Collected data
PR #2532, opened 2021-08-18
add a script to do metad folder scp

liuyu85cn:
In our forum, some user complain lack of mete transfer tools. 

this tool is a simple wrapper to scp to copy local folder of metad to another (remote)place
    it afford 4 options:   
        1. -f (from) local metad dir
        2. -t (to) remote destination
        3. -u (update) any configs need to be changed
            different configs should be seperated by ':'
            each config has to be the form of "local_ip=172.0.0.1"
       
for example
```
 ./meta-transfer-tools.sh -f /path-to-src/metad1 -t bob@172.0.0.1:/path-to-dst -u local_ip=172.0.0.1:port=10086
```
 this is not a well discussed solution for this, and I'm not very good at shell, any suggestion is welcome.

### DIFF
--- a/scripts/meta-transfer-tools.sh
+++ b/scripts/meta-transfer-tools.sh
@@ -22,10 +22,11 @@ Usage="this tool is a simple wrapper to scp to copy local folder of metad to ano
 echo -e $Usage
 }
 
-while getopts "hf:t:u:" opt; do
+while getopts ":hf:t:u:" opt; do
     case $opt in
         h)
             usage
+            exit 0
             ;;
         f)
             echo "trying to copy metad from: " $OPTARG
@@ -41,7 +42,8 @@ while getopts "hf:t:u:" opt; do
             configs=$OPTARG
             ;;
         \?)
-            echo "Invalid option: -$OPTARG" 
+            echo "Invalid option: -$OPTARG"
+            exit 1
             ;;
     esac
 done
--- a/scripts/meta-transfer-tools.sh
+++ b/scripts/meta-transfer-tools.sh
@@ -1,0 +1,83 @@
+#! /bin/bash
+
+src=
+dst=
+metaDirName=
+configs=
+
+function usage {
+Usage="this tool is a simple wrapper to scp to copy local folder of metad to another (remote)place \n \
+    it afford 4 options:    \n \
+        1. -f (from) local metad dir \n \
+        2. -t (to) remote destination \n \
+        3. -u (update) any configs need to be changed \n \
+            different configs should be seperated by ':' \n \
+            each config has to be the form of "local_ip=172.0.0.1" \n \
+        \n \
+    for example \n \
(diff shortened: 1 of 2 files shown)


whitewum:
is it released in 2.5.0?

liuyu85cn:
> is it released in 2.5.0?

will merge into 9.30.

bright-starry-sky:
marvellously quick

bright-starry-sky:
itc

Shylock-Hg:
Could specify the space?

yixinglu (commented):
Don't forget to install this script

critical27:
Some suggestions:
1. It seems `src` is the dir where we install nebula, so how about try to read the conf under src (not only change the conf after scp is done). One of the most improvement is that, we can get the `data_path` of meta from the conf.
2. Better only change conf after scp is done
3. `meta_server_addrs` could be consider to modified as well. (If the script is designed to only from 1 to 1, not m to n, some documents need to be add later, could contact @whitewum later)

scripts/meta-transfer-tools.sh
```diff
@@ -0,0 +1,83 @@
...
+        \n \
+    for example \n \
+        ./meta-transfer-tools.sh -f /path-to-src/metad1 -t bob@172.0.0.1:/path-to-dst -u local_ip=172.0.0.1:port=10086 \n \
+    "
+
+
+echo -e $Usage
+}
+
+while getopts "hf:t:u:" opt; do
```
panda-sheep, line 25: Put a colon in front of `h`, to ignore illegal options

scripts/meta-transfer-tools.sh
```diff
@@ -0,0 +1,83 @@
...
+    case $opt in
+        h)
+            usage
```
panda-sheep, line 28: `exit 0`？

scripts/meta-transfer-tools.sh
```diff
@@ -0,0 +1,83 @@
...
+        t)
+            echo "trying to copy metad to: " $OPTARG
+            dst=$OPTARG
+            ;;
+        u)
+            echo "-u: " $OPTARG
+            configs=$OPTARG
+            ;;
+        \?)
+            echo "Invalid option: -$OPTARG"
```
panda-sheep, line 44:
```
usage
exit 1
```

panda-sheep (commented):
good job.

scripts/meta-transfer-tools.sh
liuyu85cn: OK

scripts/meta-transfer-tools.sh
liuyu85cn: ok

scripts/meta-transfer-tools.sh
liuyu85cn: good catch

panda-sheep (approved):

darionyaphet (approved):

PR #2534, opened 2021-08-18
Storage slow query

cangfengzhs:


src/interface/common.thrift
```diff
@@ -390,5 +390,7 @@ enum ErrorCode {
     E_USER_CANCEL                     = -3052,
     E_TASK_EXECUTION_FAILED           = -3053,
 
+    E_PLAN_IS_KILLED                  = -3054,
```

▶ _What is required_
What lines above contain the word "folder"? Please copy each one.

▶ _Output for this exercise_
add a script to do metad folder scp
this tool is a simple wrapper to scp to copy local folder of metad to another (remote)place
@@ -22,10 +22,11 @@ Usage="this tool is a simple wrapper to scp to copy local folder of metad to ano
+Usage="this tool is a simple wrapper to scp to copy local folder of metad to another (remote)place \n \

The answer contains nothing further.